You will lead the design and implementation of advanced AI platforms and data systems.
Responsibilities
Prototype and operationalize advanced AI solutions, including GenAI and LLM-based systems.
Build and integrate cloud-native data pipelines using Snowflake, Airflow, and Vertex AI.
Implement retrieval-augmented generation (RAG) pipelines and multimodal data solutions.
Drive automation, observability, and performance optimization across AI and data workflows.
Required Skills
6–8 years experience in AI/ML engineering or architecture roles, or 10+ years in enterprise data architecture/engineering with a strong hands-on AI focus.
Proven experience building and scaling an AI platform end-to-end.
Expertise in LLMs, GenAI, and Agentic AI development.

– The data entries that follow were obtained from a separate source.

PR #1016, opened 2021-10-07
Tag sentry report with name .dmp in s3

stevensoftware52:
This commit is dependent on a corresponding update to crash-handler-process
https://github.com/stream-labs/crash-handler/tree/sentry-memorydmps

- Add event SLOBSMEMORYDUMPEVENTFAIL
- Add event SLOBSMEMORYDUMPEVENTSUCCESS
- SignalMemoryDump returns true/false depending on successful upload to aws
- Rename functions/events for "starting" the upload prompt with "_Start"
- Filename is now decided here and sent to crash-handler-process for synchronization

### DIFF
--- a/obs-studio-server/source/util-crashmanager.cpp
+++ b/obs-studio-server/source/util-crashmanager.cpp
@@ -32,6 +32,7 @@
 #include <thread>
 #include <vector>
 #include <filesystem>
+#include <random>
 
 #ifdef WIN32
 #include "StackWalker.h"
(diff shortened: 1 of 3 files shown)


summeroff (approved):

obs-studio-server/source/util-crashmanager.cpp
```diff
@@ -600,6 +673,9 @@ void util::CrashManager::HandleCrash(std::string _crashInfo, bool callAbort) noe
 
 void util::CrashManager::SetReportServerUrl(std::string url)
 {
+	// dev environment
+	//url = "https://o114354.ingest.sentry.io/api/252950/minidump/?sentry_key=8f444a81edd446b69ce75421d5e91d4d";
```
EddyGharbi, line 677: What is this? Is commenting out intended?

EddyGharbi (approved):

obs-studio-server/source/util-crashmanager.cpp
stevensoftware52: It's the development DSN
https://github.com/stream-labs/streamlabs-obs/blob/fa386be6d91cb3708c460d034f3fc0ff47197dfb/app/app.ts#L45

I left it as a comment for convenience when/if debugging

Strong AWS architecture and integration skills, including mandatory experience with Amazon Bedrock and related AWS AI services.
Proficiency in Python and SQL.
Experience with core data tools like Snowflake, Airflow, and PySpark.
Familiarity with LangChain and vector databases.
Bachelor's or Master's degree in Computer Science, Engineering, Data Science, or related field.
Preferred Skills
Experience with regulated industries (finance, healthcare, pharma).
Knowledge of prompt engineering and data governance.
Experience with agentic AI design patterns or autonomous workflow agents.